チベット医薬事業が急速な発展をとげている。チベット医薬はチベット族の貴重な伝統文化である。しかし旧チベットには、ラサの「門孜康」(蔵医星算学院)、「薬王山医学利衆院」および日喀則(シガツェ)の「仙人聚集堂」の3つの小さな規模の官営の医療機構しかなく、医療従業者は百人足らずであった。主に高官や貴族、上層の僧侶のためのものであり、広範な勤労大衆は病気になっても治療を受けることができなかった。民主改革以後、国はチベット医薬事業を発展させ、人民の健康を守るために巨額の資金を投下した。2007年末現在、チベットにはチベット医学病院が18カ所あり、すべての県にチベット医学科などの医療機構が設置されている。現在、チベットにはチベット医学病院のベッド650床、チベット医学医療機構の従業者1484人、村と民間のチベット医学医師678人を有している。2007年、自治区のチベット医学による診療を受けた患者は延べ48万9000人に達し、そのうち延べ7340人の患者が入院して治療を受けた。チベット薬の生産は手工業的作業から現代的工業化の大量生産へと移行し、その製造プロセスは標準化、規範化、規模化、科学的管理の軌道に乗っている。チベット薬生産企業は18社あり、360種類以上のチベット薬を生産している。すべてのチベット薬の品種は国家基本医療保険薬品リストに収録されている。2007年のチベット薬の生産額は6億6000万元、売上高は4億5000万元に達した。一部のチベット薬は全国各地や国外に出荷されている。

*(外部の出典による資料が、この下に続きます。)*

PR #6527, opened 2023-12-04
Certstore option

Speedlulu:
#### Description

Add a new option: `certstore`, to store the CA certs somewhere other than `confir`
If the option is not passed the behaviour stays the same and the CA certs is created in `confdir`

#### Checklist


Speedlulu:
The changes mainly concern `mitmproxy/addons/tlsconfig.py` but I saw that `mitmproxy/utils/magisk.py` could also create a certstore.

If we decide that this option has nothing to do with the `magisk` module I could define the option directly in `mitmproxy/addons/tlsconfig.py` which seems to be the recommended way to do things.

Speedlulu:
I also included a fix for the signature of `TlsConfig.configure` but I may be wrong in thinking it was not correct.

PR #6550, opened 2023-12-12
simplify cert loading with new cryptography APIs

mhils:
/cc @driuba - does that look good?


driuba:
> /cc @driuba - does that look good?

Looks good to me 👍

PR #6555, opened 2023-12-17
Update cryptography requirement to >=39.0

bakugo:
https://github.com/mitmproxy/mitmproxy/commit/0b5e310881f0116c9e8e2ca5b9da98e258de0a11 uses `load_pem_x509_certificates` which was introduced in cryptography 39.0 but the requirement wasn't updated.


mhils:
Thanks! 🍰

PR #6942, opened 2024-06-21
fix: OSError raised when ipv6 is disabled

godsarmy:
#### Description

When ipv6 is disabled completed (e.g, in grub), _socket.socket_ throws OSError exception.

The _get_local_ipv6_ function should return None in this case

#### Checklist


mhils (approved):
Thanks! 🍰

Issue #6944, opened 2024-06-23
Non-linear growth in processing time with mitmproxy regarding packet size


jackfromeast:
#### Problem Description
Recently, I've observed an additional overhead that impacts performance which is primarily caused by the `mitmproxy` proxy server. Through my analysis, I identified two critical issues:

1. Non-linear Growth in Processing Time: The processing time for network requests increases non-linearly with the size of the packets. This means that as the packet size grows, the time required to process these requests increases disproportionately.

2. Significant Slowdown with Concurrent Requests: The processing time for network requests slows down dramatically when handling multiple requests simultaneously.

The worst-case scenario occurs when there is a high volume of concurrent requests, especially when some of these requests are significantly large. In such cases, the performance degradation is severe, leading to substantial delays and inefficiencies in processing.

I demonstrated these findings through two experimental settings: 1/ **Sequential Requests**: The first HTML page loads the JavaScript files one by one. Each request is triggered by the `onload` event of the previously requested JavaScript file. 2/ **Concurrent Requests**: The second HTML request loads all the JavaScript files simultaneously. For these experiments, I created 20 JavaScript files ranging from 1MB to 100MB, increasing by 5MB each. I host the proxy and test server on the `localhost` with different ports.

#### Sequential Requests: Without mitmproxy vs. With mitmproxy

![mitmproxy_performance_impact-1](https://github.com/mitmproxy/mitmproxy/assets/51242003/41ae3a87-a3e7-47b8-906c-99a090a41d92)

| Name                | Size     | Loading Time (Without mitmproxy) | Loading Time (With mitmproxy) |
|---------------------|----------|----------------------------------|-------------------------------|
| large_script_1.js   | 1.0 MB   | 4 ms                             | 71 ms                         |
| large_script_2.js   | 6.3 MB   | 35 ms                            | 62 ms                         |
| large_script_3.js   | 11.5 MB  | 83 ms                            | 195 ms                        |
| large_script_4.js   | 16.8 MB  | 142 ms                           | 272 ms                        |
| large_script_5.js   | 22.0 MB  | 201 ms                           | 416 ms                        |
| large_script_6.js   | 27.3 MB  | 254 ms                           | 602 ms                        |
| large_script_7.js   | 32.5 MB  | 294 ms                           | 818 ms                        |
| large_script_8.js   | 37.7 MB  | 357 ms                           | 1.78 s                        |
[...]

PR #6952, opened 2024-06-24
Fix issue #6944: Optimize response/request_body_buf by using list of byte chunks to avoid concatenation overhead

jackfromeast:
#### Description

Fix issue #6944: Optimize response/request_body_buf by using a list of byte chunks to avoid concatenation overhead. 

#### Checklist

### DIFF
--- a/CHANGELOG.md
+++ b/CHANGELOG.md
@@ -12,6 +12,7 @@
 * Add `HttpConnectedHook` and `HttpConnectErrorHook`
   ([#6930](https://github.com/mitmproxy/mitmproxy/pull/6930), @errorxyz)
 * Fix the issue of non-linear growth in processing time in mitmproxy related to packet size.
+  ([#6952](https://github.com/mitmproxy/mitmproxy/pull/6952), @jackfromeast)
 
 ## 12 June 2024: mitmproxy 10.3.1
 
--- a/CHANGELOG.md
+++ b/CHANGELOG.md
@@ -12,7 +12,6 @@
 * Add `HttpConnectedHook` and `HttpConnectErrorHook`
   ([#6930](https://github.com/mitmproxy/mitmproxy/pull/6930), @errorxyz)
 * Fix the issue of non-linear growth in processing time in mitmproxy related to packet size.
-  ([#6944](https://github.com/mitmproxy/mitmproxy/issues/6944), @jackfromeast)
 
 ## 12 June 2024: mitmproxy 10.3.1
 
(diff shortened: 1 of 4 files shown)


CHANGELOG.md
```diff
@@ -11,6 +11,8 @@
   ([#6921](https://github.com/mitmproxy/mitmproxy/pull/6921), @zendai)
 * Add `HttpConnectedHook` and `HttpConnectErrorHook`
   ([#6930](https://github.com/mitmproxy/mitmproxy/pull/6930), @errorxyz)
+* Fix the issue of non-linear growth in processing time in mitmproxy related to packet size.
+  ([#6944](https://github.com/mitmproxy/mitmproxy/issues/6944), @jackfromeast)
```
errorxyz, line 15: This line should be added automatically by the CI, you should remove this line

mitmproxy/proxy/layers/http/__init__.py
```diff
@@ -145,8 +145,10 @@ class DropStream(HttpCommand):
 
 
 class HttpStream(layer.Layer):
-    request_body_buf: bytes
-    response_body_buf: bytes
+    request_body_buf: list
+    response_body_buf: list
```
errorxyz, line 149: I think a `bytearray` type might be more appropriate for this purpose

mhils: I _think_ `list[bytes]` might be better here: Appending is amortized O(1), so N slices can be appended in O(n). Joining is O(n) as well: https://github.com/python/cpython/blob/65a12c559cbc13c2c5a4aa65c76310bd8d2051a7/Objects/stringlib/join.h#L57-L130. 

For bytearray I am not so sure. Is there anything in the Python docs that talks about how it does memory allocation?

mhils:
```
class ReceiveBuffer:
    _chunks: list[bytes]
    _len: int

    def __init__(self):
        self._chunks = []
        self._len = 0

    def __iadd__(self, other: bytes):
        assert isinstance(other, bytes)
        self._chunks.append(other)
        self._len += len(other)
        return self

    def __len__(self):
        return self._len

    def __bytes__(self):
        return b"".join(self._chunks)

class ReceiveBufferWithByteArray:
    _buf: bytearray

    def __init__(self):
        self._buf = bytearray()

    def __iadd__(self, other: bytes):
        self._buf.extend(other)
        return self

    def __len__(self):
        return len(self._buf)

    def __bytes__(self):
        return bytes(self._buf)


if __name__ == "__main__":
    import time
    chunk_size = 65_000  # ~ one TCP packet
    num_chunks = 1024 * 1024 * 100 // chunk_size  # 100mb

    data_chunk = b'a' * chunk_size

    def bench(buf: ReceiveBuffer | ReceiveBufferWithByteArray):
        start = time.time()

        for _ in range(num_chunks):
            buf += data_chunk
        ret = bytes(buf)

        print(buf.__class__.__name__, time.time() - start)
        return ret

    _ = bench(ReceiveBuffer())
    _ = bench(ReceiveBufferWithByteArray())
```

```
ReceiveBuffer 0.021017074584960938
ReceiveBufferWithByteArray 0.2989828586578369
```

:-)

Issue #6951, opened 2024-06-24
Show More Not working


Botytec:
I'm trying to look at this WebSocket data in mitmweb, after I click Show More 2 times and the button no longer works. How do I fix this?

lups2000:
Hi, thank you! Could you please be more precise, perhaps with a screenshot? Did you get any errors in the console?

Botytec:
https://streamable.com/yv3f14
here's a video of it happening

Prinzhorn:
Can confirm, second click on button does nothing. No error in JS console.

チベット医薬の科学研究と教学活動には大きな成果が見られた。チベット自治区チベット医薬研究院と各クラスのチベット医学機構はチベット医薬関連の科学研究を積極的に行い、『中国医学百科全書・チベット巻』や『蔵伝天文暦算大全』、『甘露本草明鏡』、『四部医典』(チベット語・漢語版)、『四部医典八十幅彩色唐卡(タンカ)掛図シリーズ全集』、『晶鏡本草』、『蔵医診断学』、『蔵薬方剤大全』などかなり高い学術的価値をもつ著作を収集・整理・編集・出版した。1989年のチベット自治区チベット医学院の設立は、伝統的チベット医薬の教育・教学モデルをちくじ現代的高等医学教育の軌道に乗せることになった。2007年現在、同医学院は合わせてチベット医薬専攻の大学・専門学校卒業生を1200人以上、修士・博士を56人育成した。現在の在校生は1194人で、そのうち修士が54人いる。チベット医薬学という伝統的民族医薬学はめざましい発展をとげ、チベットの人たちの健康レベルを高め、人類に幸福をもたらすために重要な役割を発揮している。